* _WHAT YOU SHOULD DO_:
Provide an exact copy of the lines from the beginning of the records through the line that includes "--- a/app/api/groups/update_group.go", and of no others.

[Collected data entries]
- - -
PR #455, opened 2020-02-07
Introduce "official sessions" and a new permission called "can_make_session_official"

### LINKED ISSUE #445: New permission "can_make_session_official"
## Goal
Sessions (sets of participants who participate to a same activity) are associated with an activity. In order to allow participants to freely register, sessions may be listed on the item itself. But not everybody can display his session on an item.

## Subtasks
* New permission in permissions_granted table (between `can_edit` and `is_owner`): `can_make_session_official` (bool) "Whether the group is allowed to associate official sessions to this item". This permission does not aggregate nor propagate.
* New attribute `groups.is_official_session`, bool default false, "Whether this session is shown on the activity page (require specific permissions)"
* On group update service:
  - allow setting `is_official_session` to true only if the user (or his group ancestors) has `can_make_session_official` on the activity item. 
  - on change of `activity_id`, if `is_official_session` is true, check that the permission is true for the authenticated user on the new item.

zenovich:
Fixes #445

### DIFF
--- a/app/api/groups/update_group.go
+++ b/app/api/groups/update_group.go
@@ -30,8 +30,11 @@ type groupUpdateInput struct {
 	// Nullable
 	CodeExpiresAt *time.Time `json:"code_expires_at"`
 	// Nullable
-	ActivityID  *int64 `json:"activity_id"`
-	OpenContest bool   `json:"open_contest"`
+	ActivityID *int64 `json:"activity_id"`
+	// Can be set only if activity_id is set and
+	// the current user has the 'can_make_session_official' permission on the activity item
+	IsOfficialSession bool `json:"is_official_session"`
+	OpenContest       bool `json:"open_contest"`
 
 	RequireMembersToJoinParent bool `json:"require_members_to_join_parent"`
 	// Nullable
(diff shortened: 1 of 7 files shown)


app/api/groups/update_group.go
```diff
@@ -141,6 +149,51 @@ func (srv *Service) updateGroup(w http.ResponseWriter, r *http.Request) service.
...
+			Where("permissions_granted.can_make_session_official").
+			Where("permissions_granted.item_id = ?", activityIDToCheck).
+			HasRows()
+		service.MustNotBeError(err)
+		if !found {
+			return service.ErrForbidden(errors.New("not enough permissions for attaching the group to the activity as an official session"))
+		}
+	}
+	return service.NoError
+}
```
smadbe: There is something that may be annoying, even if probably already like that in many other places:
If the activity_id is given but the same as before, possibly it is just the former data which is resubmitted as is (just changing the name for instance)... but so in this case the user is not setting a new activity, and so it should not be rechecked as he might not have the perm while his colleague who set it earlier had the perm. 
So IMO, `activityIDSet`/isOfficialSessionSet are not what should be used but rather, `activityIDChanged`/`isOfficialSessionChanged`

app/api/groups/update_group_test.go
```diff
@@ -47,7 +47,8 @@ func Test_validateUpdateGroupInput(t *testing.T) {
 func TestService_updateGroup_ErrorOnReadInTransaction(t *testing.T) {
 	assertUpdateGroupFailsOnDBErrorInTransaction(t, func(mock sqlmock.Sqlmock) {
 		mock.ExpectBegin()
-		mock.ExpectQuery(regexp.QuoteMeta("SELECT groups.is_public FROM `groups` "+
+		mock.ExpectQuery(regexp.QuoteMeta("SELECT groups.is_public, groups.activity_id, groups.is_official_session "+
```
smadbe: It is annoying that these unit tests have to change when you do such changes...

app/api/groups/update_group.go
zenovich: fixed

PR #467, opened 2020-02-12
Introduce new tables: user_batch_prefixes & user_batches

### LINKED ISSUE #458: Batch user creation: Preliminary changes
## Motivations 
Group managers may be allowed to create a set of users in batch (for a contest, ...). See [designs](https://france-ioi.github.io/algorea-designs/01.Groups_02.Composition_01.Dialogs_02.Create-batch-accounts) for the typical UI.

The created logins were currently prefixed by a prefix related to the user, it will be moved the group which "orders" this creation. `groups_login_prefixes` which stores the used prefixes can be changed. 

## Subtasks

* New table `user_batch_prefixes`: "Authorized login prefixes for user batch creation. A prefix cannot be deleted without deleting batches using it." with: 
   - **[PK]** `group_prefix` varchar(13) "Prefix used in front of all batches"
   - `group_id` **[FK on delete cascade]** - "Group and its subgroups in which managers can create users in batch"
   - `max_users` UNSIGNED MEDIUMINT: "Maximum number of users that can be created under this prefix"
   - `allow_new`, bool, default true, "Whether this prefix can be used for new creations"  

* New table `user_batches` "Batches of users which have been created." with:
   - **[PK]** `group_prefix` **[FK on DELETE RESTRICT]**  varchar(13) "Authorized (first) part of the full login prefix`
   - **[PK]** `custom_prefix` varchar(14) "Custom (second) part of the full login prefix." + CHECK that is matches `/^[a-z0-9-]+` (to make sure we have uniqueness of the full prefix) 
   - `size` UNSIGNED MEDIUMINT "Number of users created in this batch`
   - `creator_id`, nullable, FK to `users.id` ON CASCADE SET NULL
   - `created_at`, time, default now

* From `groups_login_prefixes`, extract from `prefix`: before/after the pre-last underscore for group_prefix/custom_prefix (so for  "nice_school_classA_", the group prefix is "nice_school" and the custom_prefix is "classA")  set `count` to the number of logins prefixed by the full prefix. 

* Deduce from that, the `group_prefix` table, so with one row per `group_prefix`, `max_users` to 1000 and group_id any of the group_id matching the group_prefix.

* Remove `groups_login_prefixes`

* Remove `users.login_module_prefix`

zenovich:
Fixes #458


db/migrations/99_create_tables_for_batches_of_users.sql
```diff
@@ -0,0 +1,79 @@
+-- +migrate Up
+UPDATE `groups_login_prefixes`
+    SET `prefix` = CONCAT(`prefix`, '_')
+WHERE `prefix` NOT LIKE '%\_';
+
+CREATE TABLE `user_batch_prefixes` (
+    `group_prefix` VARCHAR(13) NOT NULL PRIMARY KEY COMMENT 'Prefix used in front of all batches',
+    `group_id` BIGINT(20) NOT NULL COMMENT 'Group and its subgroups in which managers can create users in batch',
```
smadbe: I've changed my mind, instead of blocking the group deletion (which may be complicated to understand from the UI) if it has batches (as `user_batches`  is restricted so that they do not disappear without having the possibility to remove the users), let's allow the `group_id` to be NULL and make the FK "ON DELETE SET NULL". 
You can also change the comment to 'Group (and its descendants) in which managers can create users in batch. NULL if the group was deleted, in which case batches should be cleaned manually."

db/migrations/99_create_tables_for_batches_of_users.sql
```diff
@@ -0,0 +1,79 @@
...
+    `allow_new` TINYINT(1) NOT NULL DEFAULT 1 COMMENT 'Whether this prefix can be used for new creations',
+    CONSTRAINT `fk_user_batch_prefixes_group_id_groups_id`
+        FOREIGN KEY (`group_id`) REFERENCES `groups`(`id`) ON DELETE CASCADE
+) ENGINE=InnoDB CHARSET=utf8
+    COMMENT='Authorized login prefixes for user batch creation. A prefix cannot be deleted without deleting batches using it.';
+
+CREATE TABLE `user_batches` (
+    `group_prefix` VARCHAR(13) NOT NULL COMMENT 'Authorized (first) part of the full login prefix',
+    `custom_prefix` VARCHAR(14) NOT NULL
+        COMMENT 'Custom (second) part of the full login prefix',
```
smadbe: -> 'Second part of the full login prefix, given by the user creating the batch'

db/migrations/99_create_tables_for_batches_of_users.sql
```diff
@@ -0,0 +1,79 @@
+-- +migrate Up
+UPDATE `groups_login_prefixes`
+    SET `prefix` = CONCAT(`prefix`, '_')
+WHERE `prefix` NOT LIKE '%\_';
+
+CREATE TABLE `user_batch_prefixes` (
+    `group_prefix` VARCHAR(13) NOT NULL PRIMARY KEY COMMENT 'Prefix used in front of all batches',
+    `group_id` BIGINT(20) NOT NULL COMMENT 'Group and its subgroups in which managers can create users in batch',
+    `max_users` MEDIUMINT UNSIGNED DEFAULT NULL COMMENT 'Maximum number of users that can be created under this prefix',
+    `allow_new` TINYINT(1) NOT NULL DEFAULT 1 COMMENT 'Whether this prefix can be used for new creations',
```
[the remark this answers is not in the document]
zenovich: fixed

db/migrations/99_create_tables_for_batches_of_users.sql
zenovich: fixed

db/migrations/99_create_tables_for_batches_of_users.sql
zenovich: fixed

app/api/groups/remove_child.go
```diff
@@ -24,7 +24,7 @@ import (
 //
 //   If a group gets deleted, the service also deletes `groups_groups`, `attempts`,
 //   `group_membership_changes`, `group_pending_requests`,
-//   `permissions_granted`, `permissions_generated`, `groups_login_prefixes`, and `filters` linked to the group.
+//   `permissions_granted`, `permissions_generated`, and `filters` linked to the group.
```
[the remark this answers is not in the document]
zenovich: we do not delete them anymore (because of ON DELETE SET NULL in user_batch_prefixes)

PR #477, opened 2020-02-26
Convert can_view_* into permissions, introduce  items.entering_time_*

### LINKED ISSUE #447: can_grant_view:enter & can_enter_* in permissions
## Motivation
The *can_enter_\** permissions will not only be used for contests but as an alternative way (to can_view:content) to allow users to access content and create attempts. So `can_enter` can be moved to the other permission set.

## Subtasks
* Move *can_enter_\** permissions from `groups_contest_items` to `permissions_granted* (after `can_view` with description "Time from/until which the group can “enter” this item". These permissions do not aggregate nor propagate.
* Add "enter" in the can_grant_view permissions (cfr https://france-ioi.github.io/algorea-devdoc/design/access-rights/items/ for reference)
* Add to the `items` table the attributes `entering_time_min` and `entering_time_max`, not nullable time, mysql.min/max by default, "Lower/Upper bound on the entering time. Has the priority over given can_enter_from/until permissions."
* Update `get_qualification_state` service accordingly: so check that 'now' is inside the can_enter_from-until range of any granted permissions to the participant and its ancestors, and inside the entering_time_min-entering_time_max range.

zenovich:
* move groups_contestitems.can_enter_* to permissions_granted
* add the new value "enter" into permissions_granted/permissions.generated.can_grant_view
* introduce items.entering_time_* columns and support them in contestEnter & contestGetQualificationState

Fixes #447


db/migrations/102_rework_enter_permissions.sql
```diff
@@ -0,0 +1,56 @@
...
+    DROP COLUMN can_enter_from,
+    DROP COLUMN can_enter_until;
+
+ALTER TABLE `items`
+    ADD COLUMN `entering_time_min` DATETIME DEFAULT NULL
+        COMMENT 'Lower bound on the entering time. Has the priority over given can_enter_from/until permissions.'
+        AFTER `contest_entering_condition`,
+    ADD COLUMN `entering_time_max` DATETIME DEFAULT NULL
+        COMMENT 'Upper bound on the entering time. Has the priority over given can_enter_from/until permissions.'
+        AFTER `entering_time_min`;
```
smadbe: Contrary to what I said, let's consider these two attributes NOT NULL. It will be more consistent with `contest_entering_condition`, `contest_max_team_size`, ... and just use the default values when not applicable. Handling null values seems more complicated and less clear.

db/migrations/102_rework_enter_permissions.sql
```diff
@@ -0,0 +1,56 @@
+-- +migrate Up
+ALTER TABLE `permissions_granted`
+    ADD COLUMN `can_enter_from` DATETIME NOT NULL DEFAULT '9999-12-31 23:59:59'
+        COMMENT 'Time from which the group can “enter” this item' AFTER `can_view`,
+    ADD COLUMN `can_enter_until` DATETIME NOT NULL DEFAULT '9999-12-31 23:59:59'
+        COMMENT 'Time until which the group can “enter” this item' AFTER `can_enter_from`,
```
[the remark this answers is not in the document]
zenovich: fixed

db/migrations/102_rework_enter_permissions.sql
zenovich: fixed

PR #480, opened 2020-02-27
Implement the userBatchPrefixesView service

### LINKED ISSUE #459: Get all user-batch prefixes service
## Overview 
Group managers may be allowed to create a set of users in batch (for a contest, ...). See [designs](https://france-ioi.github.io/algorea-designs/01.Groups_02.Composition_01.Dialogs_02.Create-batch-accounts) for the typical UI.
- - -
* _REPLY_:
PR #455, opened 2020-02-07
Introduce "official sessions" and a new permission called "can_make_session_official"

### LINKED ISSUE #445: New permission "can_make_session_official"
## Goal
Sessions (sets of participants who participate to a same activity) are associated with an activity. In order to allow participants to freely register, sessions may be listed on the item itself. But not everybody can display his session on an item.

## Subtasks
* New permission in permissions_granted table (between `can_edit` and `is_owner`): `can_make_session_official` (bool) "Whether the group is allowed to associate official sessions to this item". This permission does not aggregate nor propagate.
* New attribute `groups.is_official_session`, bool default false, "Whether this session is shown on the activity page (require specific permissions)"
* On group update service:
  - allow setting `is_official_session` to true only if the user (or his group ancestors) has `can_make_session_official` on the activity item. 
  - on change of `activity_id`, if `is_official_session` is true, check that the permission is true for the authenticated user on the new item.

zenovich:
Fixes #445

### DIFF
--- a/app/api/groups/update_group.go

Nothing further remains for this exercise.